The Los Angeles Riots

Op-Ed: Villaraigosa: We came together after the 1992 uprising. We can do it now. If we’re going to talk about the Los Angeles riots it’s important to remember that the unrest wasn’t just about…

The Los Angeles Riots

Op-Ed: Villaraigosa: We came together after the 1992 uprising. We can do it now.

If we’re going to talk about the Los Angeles riots it’s important to remember that the unrest wasn’t just about politics or race.

“There is no black-white division or segregation in Los Angeles,” Mayor Antonio Villaraigosa told KPCC’s Laura K. Donahue in 1992.

“There is no class war in Los Angeles, and I don’t believe there can be one, because we are all one people.”

It’s true.

The L.A. riots erupted over a month and a half — from Friday, August 9, to Monday, August 18 — and spanned five different cities: Compton, Long Beach, West Covina, Long Beach, South Gate, and Van Nuys.
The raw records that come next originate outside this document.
PR #36, opened 2019-10-19
Run commands even with random extra input.

### LINKED ISSUE #33: `git gud <command> oaiwthont  23q858ingg2` should run as if we entered `git gud <command>`
Right now, when there's random extra input, git gud won't run any command, but it would be good if it still worked.

For example `git status i1h5y98agnvaguhewai` still outputs the status of the git repo. Likewise, if someone runs a command like `git gud load intro committing 32o85yoijsghoisegh`, then we should behave as if they ran `git gud load intro committing`. 

This shouldn't be too hard. We just have to keep removing arguments from the input list until we get something that works, or we'll just get down to `git gud` and we'll output the help message anyways.

The current parsers will handle bad input as opposed to extra input. For example, `git gud load intro notalevel` will be handled by `handle_load` and state that "notalevel is not a level".

Relevant function is `parse` in `gitgud/__main__`

sahansk2:
Fixes #33 .
Digging through the [docs](https://docs.python.org/3/library/argparse.html#the-parse-args-method), I found argparse has a function "parse_known_args()" that will handle bad arguments quite nicely: it returns a tuple, the first element being the Namespace, and the second is a list object with all the extraneous arguments.

As a bonus, if we ever wanted to do something with those extra arguments in the future, we could easily do that.


bthayer2365:
Wow. That was even simpler than I thought. Thanks for researching how to do this.

Could you just change one thing? I think it's more pythonic to avoid using indices if we can. To fix this, I think we can change the first line from `args = self.parser.parse_known_args()` to `args, _ = self.parser.parse_known_args()`. Since `parse_known_args` returns a tuple, Python will automatically be able to expand that and be able to set it equal to two variables. In this case, we don't need the second value, so we put it in a dummy variable `_`, which is the conventional way to say that we aren't going to use the value.

With that, we can change the other occurrences of `args[0]` to `args`, making the code easier to read.

bthayer2365:
Also, just a comment, I see you've merged my code into yours through a rebase.

If you just wanted to test out making a pull request, that's perfectly fine. If you just wanted to use github to merge my code, that's fine too, but there are also a few ways to do it from the command line:

```
git remote add ben https://github.com/bthayer2365/git-gud.git
```
then
```
git pull ben master
```
or, if you instead had already made changes and wanted to avoid a merge, you could have done either of the following:
```
git fetch ben
git rebase ben/master
```
or more succinctly
```
git pull --rebase ben master
```
Git pull is a shorthand for fetch/merge or, in the second case, because we have the --rebase flag, fetch/rebase.

sahansk2:
Sorry I wasn't able to implement this fix faster -- I had been studying for midterms (and still am -- I should be more active after Wednesday).
But yep, I intended on making sure I had a relatively recent version of the code before implementing things, so thanks for telling me about that!

bthayer2365:
No worries. Take your time, we're all busy. 

Also, I think it might not have been clear before, I'm assuming you thought that by `_`, I meant fill in the blank, but I meant to literally have the name be a single underscore. 

See here: https://www.datacamp.com/community/tutorials/role-underscore-python#IV

sahansk2:
Oops, this should fix it -- I actually tried to iterate through the bad arguments and print them to the user before I committed, but the _ looked ugly so I changed the variable name to badargs, and then I then scrapped the entire thing without changing the variable name back.

bthayer2365:
No problem, it's appropriate to give no output to the user in this situation. If it becomes a problem, we can think about adding some output.

If you were to output the changes, then you were right to change it.`_` is meant to say that we aren't ever going to use the variable, but if we're outputting the bad arguments, then we are actually using the variable, so we do want a descriptive name.

Anyways, that was it. Thanks for the changes!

The riots were sparked by the beating of Rodney King by police officers as he was being transported.

It became a national obsession that would take years to fade. The story of an unarmed black man, who died of a heart attack after being beaten by police officers under arrest, was the biggest story in the country after King’s death and would be re-told for generations.

On the other side of the story, of course, was the city’s Police Department. They were accused of being racist, with some saying they didn’t even like blacks.

And there were other, lesser-known but important forces at work: the media, who, in the days following the riots, called the LAPD racist, said they had a “culture of terror” and that they “groomed potential police officers to become assassins, not police.”

It became front-page news around the world, and it had the effect of turning the focus away from violence on a personal level — what some called the LAPD’s “culture of terror” — to an issue of civil rights.